PR #79, opened 2024-04-17
CI: fix spelling of test package name

bsipocz:
`python -m build --outdir ./dist tests/test_package` now creates `test_package-0.0.1.tar.gz` and `test_package-0.0.1-py3-none-any.whl` thus this PR fixes the spelling for the CI to pass.

### DIFF
--- a/.github/workflows/ci.yml
+++ b/.github/workflows/ci.yml
@@ -42,7 +42,7 @@ jobs:
         run: twine check --strict dist/*
 
       - name: List contents of sdist
-        run: python -m tarfile --list dist/test-package-*.tar.gz
+        run: python -m tarfile --list dist/test_package-*.tar.gz
 
       - name: List contents of wheel
         run: python -m zipfile --list dist/test_package-*.whl


matthewfeickert (approved):
Thanks @bsipocz. This is (I'm assuming) a change in how `hatchling` does things, as `build` shouldn't control this, so for posterity and my own education I'll check on this (unless @henryiii knows of the top of his head).

matthewfeickert:
Ah yes. In [`hatchling` `v1.22.0`](https://github.com/pypa/hatch/releases/tag/hatchling-v1.22.0)

> Metadata for the `wheel` target now defaults to the `PKG-INFO` metadata within source distributions

Nice.

henryiii:
I thought hatchling has normalized SDist names for among time? Setuptools *just* changed to do it too, but I though hatching basically always did it?

henryiii:
Yes, it’s setuptools: https://github.com/scientific-python/upload-nightly-action/blob/a5d8097406eb99827061cc20d199db55e82eef6b/tests/test_package/pyproject.toml#L2

All the other build backends have done this since nearly the beginning.

matthewfeickert:
Oh right. I just totally forgot that I had to use `setuptools` in PR #27 because https://github.com/anaconda/anaconda-client/issues/676 blocks this. I should see if this is still the case.

PR #81, opened 2024-06-03
Using hashes for all actions

bsipocz:


.github/workflows/ci.yml
```diff
@@ -21,10 +21,10 @@ jobs:
     if: github.repository == 'scientific-python/upload-nightly-action'
 
     steps:
-      - uses: actions/checkout@v4
+      - uses: actions/checkout@a5ac7e51b41094c92402da3b24376905380afc29  # v4.1.6
```
Carreau, line 24: @tupui you said that maybe we had to use hash:hash ?

matthewfeickert (approved):

.github/workflows/ci.yml
matthewfeickert: I'm slightly less concerned about these for projects that are known. But maybe I don't understand @tupui's point.

tupui: I am trying to find where I read that 😅 Still digging but yes the hack was that if you had a branch named as the hash, then it would be picked up. In the article they were mentioning some protections from GitHub but there was still a way to do the hack IIRC.

bsipocz:
Given that we didn't find the syntax of specifying that the hash is a hash, let's go ahead with this as is. I tried to create 40 long hexa branches but couldn't do that on the GH web interface, nor I could push such a branch from a local checkout. 

Screenshot 2024-06-05 at 17 44 11

stefanv (approved):

stefanv:
Normal for CI to fail?

bsipocz:
> Normal for CI to fail?

I believe it is expected to fails for all but @matthewfeickert

matthewfeickert:
> > Normal for CI to fail?
> 
> I believe it is expected to fails for all but @matthewfeickert

No, it has nothing to do with my account, it just will always fail if a PR from a fork as the CI requires secrets that are repo/org specific, as described in https://github.com/scientific-python/upload-nightly-action/pull/32#issuecomment-1678400638

matthewfeickert:
> Given that we didn't find the syntax of specifying that the hash is a hash, let's go ahead with this as is. I tried to create 40 long hexa branches but couldn't do that on the GH web interface, nor I could push such a branch from a local checkout.

SGTM, so let's merge. :shipit:

bsipocz:
> No, it has nothing to do with my account, it just will always fail if a PR from a fork 

Oh, ok. I haven't realized that you didn't open your PRs from your fork, just noticed that those all have the green tickmarks while the rest are crossed out.

PR #88, opened 2024-08-28
docs: Correct token url to user account

matthewfeickert:
Address typo noticed in https://github.com/apache/arrow/issues/40216#issuecomment-2315175755.

Users of the action should generate an access token from their own Anaconda Cloud account, not from the Scientific Python organisation's account.


MridulS (approved):
Thanks!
####################
Problem details >>
Each of the lines from the one that contains "SGTM, so let's" through the last line of the data needs to be repeated exactly, with no others.

Exercise response >>
SGTM, so let's merge. :shipit:

bsipocz:
> No, it has nothing to do with my account, it just will always fail if a PR from a fork 

Oh, ok. I haven't realized that you didn't open your PRs from your fork, just noticed that those all have the green tickmarks while the rest are crossed out.

PR #88, opened 2024-08-28
docs: Correct token url to user account

matthewfeickert:
Address typo noticed in https://github.com/apache/arrow/issues/40216#issuecomment-2315175755.

Users of the action should generate an access token from their own Anaconda Cloud account, not from the Scientific Python organisation's account.


MridulS (approved):
Thanks!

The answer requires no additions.